Ancak, bitki miRNA ek açıklama iki yeni sorunlar ortaya çıkmıştır. İlk olarak, yanlış pozitif lerin yüksek oranları aşağıdaki nedenlerle bitki miRNA ek açıklamaları16,19 kalitesini büyük ölçüde etkilemıştır: 1) NGS sRNA kütüphanelerinden endojen kısa müdahale RNA'ların (siRNA'lar) bir tufanı, katı bir miRNA açıklama kriterinin olmaması nedeniyle hatalı bir şekilde miRNA olarak anons edildi; 2) priori miRNA bilgisi olmayan türler için NGS verilerine dayalı olarak öngörülen yanlış pozitifleri ortadan kaldırmak zordur. Örnek olarak miRBase'i kullanan Taylor ve ark.20, 21numaralı kamu deposundaki bitki miRNA girişlerinin üçte birinin ikna edici destekleyici kanıtlardan yoksun olduğunu ve hatta bitki miRNA ailelerinin dörtte üçünün bile şüpheli olduğunu buldular. İkinci olarak, büyük ve karmaşık genomları16ile bitki miRNA'ları tahmin etmek için son derece zaman alıcı bir süreç haline gelir. Bu zorluklarıaşmak için miRDeep-P'yi yeni bir filtreleme stratejisi ekleyerek, puanlama algoritmasını elden geçirerek ve tesis miRNA ek açıklamaiçin yeni kriterleri entegre ederek güncelledik ve yeni miRDP2 sürümünü yayınladık. Buna ek olarak, miRDP2'yi NGS sRNA veri setlerini kullanarak test ettik ve giderek artan genom boyutları na sahipolduk: Arabidopsis, pirinç, domates, mısır ve buğday. Diğer beş yaygın olarak kullanılan araçlar ve eski sürümü ile karşılaştırıldığında, miRDP2 bu sRNA verileri ayrıştırılmış ve geliştirilmiş doğruluk ve hassasiyet ile daha hızlı miRNA transkripsiyonu analiz.

miRDP2 paketinin içeriği
MiRDP2 paketi, hazırlanan bash komut dosyası tarafından sırayla çalıştırılması gereken altı belgelenmiş Perl komut dosyasından oluşur. Altı komut dosyasından üçü(convert_bowtie_to_blast.pl, filter_alignments.pl, ve excise_candidate.pl) miRDeep-P'den miras kalır. Diğer komut dosyaları orijinal sürümden değiştirilir. Altı komut dosyasının işlevleri aşağıdaki şekilde açıklanmıştır:

preprocess_reads.pl filtreler giriş çok uzun veya çok kısa (<19 nt veya >25 nt) okumaları da dahil olmak üzere okur ve Rfam ncRNA dizileri ile ilişkili okur, yanı sıra RPM ile okur (Milyon Başına Okur) az 5. Komut dosyası daha sonra bilinen miRNA olgun dizileri ile ilişkili okur alır. Giriş dosyaları FASTA/FASTQ biçiminde orijinal okumalar ve miRNA ve ncRNA dizilerine eşleme okumanın bowtie2 çıktısI.

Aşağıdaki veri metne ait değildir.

PR #26, opened 2023-03-21
[ETL-384] Add production s3 ingestion bucket

thomasyu888:
Purpose: This creates the ingestion bucket for production data. (SYNAPSE_INPUT_SHARED_BUCKET)

This is the first bucket in the ingress pipeline for RECOVER project. We expect to receive data from Care Evolution in this bucket. This would be the raw version of the data, no QC, no QA - just all the data dump from Care Evolution. Both Care Evolution and Sage have access to this bucket

### DIFF
--- a/config/prod/s3-ingestion.yaml
+++ b/config/prod/s3-ingestion.yaml
@@ -8,6 +8,8 @@ stack_tags:
   # This is the shared account (credentials shared on Last Pass) for RECOVER
   CostCenter: "MGH RECOVER / 122500"
 parameters:
+  # (Optional) Name of the created bucket.
+  BucketName: "recover-ingestion-prod"
   # (Optional) true for read-write bucket, false (default) for read-only bucket
   AllowWriteBucket: 'true'
   # (Optional) Allow accounts, groups, and users to access bucket (default is no access).
--- a/config/prod/s3-ingestion.yaml
+++ b/config/prod/s3-ingestion.yaml
@@ -16,6 +16,3 @@ parameters:
     - 'arn:aws:iam::325565585839:root'   # Required ARN for a synapse bucket
     - 'arn:aws:sts::526515999252:assumed-role/AWSReservedSSO_S3ExternalCollab_40c062f682e7f3f5/meghasyam@sagebase.org'
     - 'arn:aws:iam::621233246578:role/EES3-RK-6A32F45B-RECOVER' # QA ARN role for Care Evolution
-sceptre_user_data:
-  SynapseIDs:
-    - "3357179" # Megha's synapse profileID
--- a/config/prod/s3-ingestion.yaml
+++ b/config/prod/s3-ingestion.yaml
@@ -1,16 +1,5 @@
-# Provision a general S3 bucket or a Synapse External Bucket
-# http://docs.synapse.org/articles/custom_storage_location.html
-
-# For use in RECOVER Synapse project (syn51105296)
-
-####
 # NOTE:
-# This is the second bucket in the ingress pipeline for RECOVER project. We will create a copy of the first bucket (recover_input_shared_bucket).
-# This bucket is to make sure we have a data source that is constant and cannot be edited by externals
-# Only Sage has access to this bucket, and this will be linked to the RECOVER Synapse project (syn51105296).
-# The file list will be replicated in Synapse via STS token
-#(https://help.synapse.org/docs/Compute-Directly-on-Data-in-Synapse-or-S3.2048426057.html#ComputeDirectlyonDatainSynapseorS3-Synapse-ManagedSTSStorageLocations)
-####
+# This is the first bucket in the ingress pipeline for RECOVER project.
 template:
   type: "http"
   url: "https://raw.githubusercontent.com/Sage-Bionetworks/aws-infra/v0.5.0/templates/S3/synapse-external-bucket.j2"
--- a/config/prod/s3-ingestion.yaml
+++ b/config/prod/s3-ingestion.yaml
@@ -5,7 +5,6 @@ template:
   url: "https://raw.githubusercontent.com/Sage-Bionetworks/aws-infra/v0.5.0/templates/S3/synapse-external-bucket.j2"
 stack_name: "recover-ingestion-prod"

RPM hesaplama formülü aşağıdaki gibidir:

figure-introduction-6047

convert_bowtie_to_blast.pl bowtie biçimini BLAST-ayrıştı biçimine dönüştürür. BLAST-parsed biçimi standart NCBI BLASToutput biçiminden türetilen özel bir tabular ayrılmış biçimidir.

filter_alignments.pl derin sıralama okumalarının hizalamalarını bir genoma filtreler. Kısmi hizalamaları ve çok hizalı okumaları (kullanıcı tarafından belirtilen frekans kesme) filtreler. Temel giriş BLAST-parsed biçiminde bir dosyadır.

excise_candidate.pl, hizalanmış okumaları yönergeler olarak kullanarak bir başvuru dizisinden potansiyel öncül dizilerini keser. Temel giriş BLAST-parsed biçiminde bir dosya ve FASTA dosyasıdır. Çıktı FASTA formatında tüm potansiyel öncü dizileridir.

mod-miRDP.pl iki giriş dosyası, imza dosyası ve çekirdek miRDeep-P algoritmasından bitki özel parametreleri ile puanlama sistemi değiştirerek değiştirilir yapı dosyası gerekir. Giriş dosyaları nokta-köşeli öncül yapı dosyasıdır ve dağıtım imza dosyasını okur.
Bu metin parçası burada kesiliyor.